_WORK INSTRUCTION_
Below are records; quote them exactly from the first line through the line that contains "https://getsentry.atlassian.net/browse/SNS-1973".

_SUPPLIED RECORDS_
PR #3684, opened 2023-01-31
feat(metrics): Populate timeseries_id column in metrics_raw table

ayirr7:
https://getsentry.atlassian.net/browse/SNS-1973

This PR follows the same method that the `GenericMetricsBucketProcessor` uses in order to fill the timeseries_id column with data from the message.

### DIFF
--- a/snuba/datasets/processors/metrics_bucket_processor.py
+++ b/snuba/datasets/processors/metrics_bucket_processor.py
@@ -1,7 +1,8 @@
 import logging
+import zlib
 from abc import ABC, abstractmethod
 from datetime import datetime
-from typing import Any, Mapping, Optional
+from typing import Any, Iterable, Mapping, Optional, Tuple, Union
 
 from snuba import settings
 from snuba.consumers.types import KafkaMessageMetadata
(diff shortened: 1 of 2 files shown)


snuba/datasets/processors/metrics_bucket_processor.py
```diff
@@ -35,6 +36,39 @@ def _should_process(self, message: Mapping[str, Any]) -> bool:
...
+
+        buffer = bytearray()
+        for field in [org_id, project_id, metric_id]:
+            buffer.extend(field.to_bytes(length=8, byteorder="little"))
+        for (key, value) in sorted_tag_items:
+            buffer.extend(bytes(key, "utf-8"))
+            if isinstance(value, int):
+                buffer.extend(value.to_bytes(length=8, byteorder="little"))
+            elif isinstance(value, str):
+                buffer.extend(bytes(value, "utf-8"))
```
ayirr7, line 56: Not entirely sure if we need to be checking for both cases, if I understand correctly the metrics indexer takes has the mapping from strings to integer indices

nikhars: There is no harm in adding code to handle the case of tag value being a string. Your understanding is correct that the tag values would be ints right now on the release health metrics pipeline.

nikhars (commented):
Please write some tests for the code you are introducing in the PR.

ayirr7:
> Please write some tests for the code you are introducing in the PR.

Which code are you referring to exactly? The code added (`_timeseries_id_token`) is tested in test_generic_metrics_processor.py, and the MetricsBucketProcessor, with the addition of this new column, is being tested in test_metrics_processor.py.

snuba/datasets/processors/metrics_bucket_processor.py
fpacifici: This code already exists in dynamic sampling. 
Cna we use the same hash and support both the cases where tags are int and the cases where the tags are strings ?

_SOLUTION FOR THIS EXERCISE_
PR #3684, opened 2023-01-31
feat(metrics): Populate timeseries_id column in metrics_raw table

ayirr7:
https://getsentry.atlassian.net/browse/SNS-1973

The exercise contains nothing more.